Это я так все, к слову; мне, честно сказать, трудно, потому что речь-то, конечно, будет идти и обо мне тоже, но хорошо, когда только о тебе, а то очень, конечно, не по себе, когда затронуты сферы, преисполненные высшего смысла. Сферы вздымаются и затуманиваются, а город – как город и видеть их и не видеть его может только подлинно, истинно и навсегда соприкоснувшийся с миром двора и королевы. Это не такой двор, который, пересекая, попадаешь на улицу или куда-нибудь еще. Этот не пересекаешь, а постоянно вдоль, и все время, наоборот, думаешь, как бы больше никогда ни во что другое не попасть. Потому что тебя уже тогда два – а как бы не больше – это очень неуютно, и один мельче другого.
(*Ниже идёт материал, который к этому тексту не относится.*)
PR #850, opened 2021-05-18
Add .keyboard method to user-event page

### LINKED ISSUE #845: Add keyboard method to the user-event page
**The problem**
I had to use the user-event [`.keyboard()`](https://github.com/testing-library/user-event#keyboardtext-options) API method to simulate a keyboard event, but I found that it's not part of the official [doc](https://testing-library.com/docs/ecosystem-user-event), even though it was released some time ago.

**The solution**
It would be nice to have the user-event keyboard API method being part of the official documentation website.

**Additional context**
I'm more than happy to fork the repo and add it to the [page](https://github.com/testing-library/testing-library-docs/blob/main/docs/ecosystem-user-event.mdx), but I just wanted to double-check first if this actually makes sense before jumping in.

luizbaldi:
Closes #845.

_The content was simply copied from the [user-event keyboard readme](https://github.com/testing-library/user-event/blob/master/README.md#keyboardtext-options), but let me know if changes are needed._

### DIFF
--- a/docs/ecosystem-user-event.mdx
+++ b/docs/ecosystem-user-event.mdx
@@ -30,8 +30,9 @@ test('types inside textarea', () => {
 ## API
 
 Note: All userEvent methods are synchronous with one exception: when `delay`
-option used with `userEvent.type` as described below. We also discourage using `userEvent`
-inside `before/after` blocks at all, for important reasons described in
+option used with `userEvent.type` as described below. We also discourage using
+`userEvent` inside `before/after` blocks at all, for important reasons described
+in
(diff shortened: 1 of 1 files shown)


nickmccurdy:
I think we should figure out how to deduplicate this content eventually, but for now it's better to have this updated.

nickmccurdy (approved):
I think we should figure out how to deduplicate this content eventually, but for now it's better to have this updated.

eps1lon:
@all-contributors add @luizbaldi for docs

nickmccurdy:
> I think we should eventually figure out how to deduplicate this content, but for now it's better to have this updated (and it could potentially make migration easier).

If you'd like updates on this, see https://github.com/testing-library/testing-library-docs/issues/519#issuecomment-882126733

Да, почему я так свободно об этом говорю – я же там служил. Было очень историческое время, потому что тогда в результате очень многих и титанических усилий и кропотливой работы королевой было постановлено, что необходимо решить многие и многие проблемы, для чего их решать с помощью, к которой прибегая, четности и нечетности, потому что весь мир так. Я, признаться, по сей день испытываю законную гордость, потому что не понимаю, как это можно незаконно испытывать. Я был чуть ли не основным сотрудником, отвечавшим за обеспечение и надлежащий порядок. Это очень ответственные и сложные материи, а ведь как просто мы здесь об этом с вами говорим!.. И это не стыдно совсем.